Some may have to develop a plan without the five voices. However, thinking through the plan from five viewpoints is possible. Perhaps a short-term volunteer could “put on the glasses” of the program staff member. Parents of campers with allergies would probably be more than happy to review a plan with a team member, and could provide valuable customer-service insight. Those who only have nurses during camp may be able to solicit help from a local clinic.
Once a system is in place, a staff-training plan must be developed to reach counselors, trip leaders, van drivers, and others who may be providing food to campers. Be sure that a system is translated into written policies so it can be carried out the same way every year.

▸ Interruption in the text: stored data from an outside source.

PR #186, opened 2018-03-02
CB-269: Handle reviewed entities deleted in MB database

ferbncode:
Todo:

- [x] Docstrings
- [x] Some Tests

### DIFF
--- a/critiquebrainz/db/review.py
+++ b/critiquebrainz/db/review.py
@@ -637,7 +637,7 @@ def reviewed_entities(*, entity_ids, entity_type):
         entity_ids: List of ID(s) of the entities.
         entity_type: Type of the entities.
     Returns:
-        Dictionary stating whether an entity has been reviewed keyed by the entity ID.
+        List of entity ID(s) that have a review in the database.
     """
     with db.engine.connect() as connection:
         results = connection.execute(sqlalchemy.text("""
@@ -650,7 +650,4 @@ def reviewed_entities(*, entity_ids, entity_type):
             "entity_ids": tuple(entity_ids),
         })
         reviewed_ids = [str(row[0]) for row in results.fetchall()]
-    reviewed = {}
-    for entity_id in entity_ids:
-        reviewed[entity_id] = True if entity_id in reviewed_ids else False
-    return reviewed
+    return reviewed_ids
--- a/critiquebrainz/db/review.py
+++ b/critiquebrainz/db/review.py
@@ -628,3 +628,29 @@ def distinct_entities():
               FROM review
         """))
         return {row[0] for row in results.fetchall()}
+
+
+def reviewed_entities(*, entity_ids, entity_type):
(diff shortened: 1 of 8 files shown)


critiquebrainz/db/review.py
```diff
@@ -628,3 +628,29 @@ def distinct_entities():
               FROM review
         """))
         return {row[0] for row in results.fetchall()}
+
+
+def reviewed_entities(*, entity_ids, entity_type):
```
paramsingh: This function name is a little misleading, we should either rename it to `check_if_entities_reviewed` or something along those lines or keep the name and make it return a list of the gids of those entities which have been reviewed (which we're doing in `get_entities_by_gid` right now), I kinda prefer the second method.

critiquebrainz/frontend/external/musicbrainz_db/tests/release_group_test.py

And it is best if there is a “nutrition champion” (often the kitchen manager or the nurse) on-campus who is passionate about keeping everyone informed.
Once you have agreed to meet a special dietary request, it is crucial to keep it fun, and never make a camper feel different or like he or she is a burden to staff members. Search the internet for delicious substitutes that are similar to camp dishes. Serve trays with a flourish. Counselors should be low-key about special needs, and celebrate when the picky eater likes a new food. The kitchen manager is a key to this; if he or she sets a tone in the kitchen of great customer service, the rest of the staff will generally follow suit.
Never over-promise about meeting special dietary needs or preferences. Make sure the entire team is ready and able to completely meet the need before agreeing to it. But once you have shown this high level of customer service, your reputation is likely to grow as a welcoming camp for many kids who otherwise could not attend.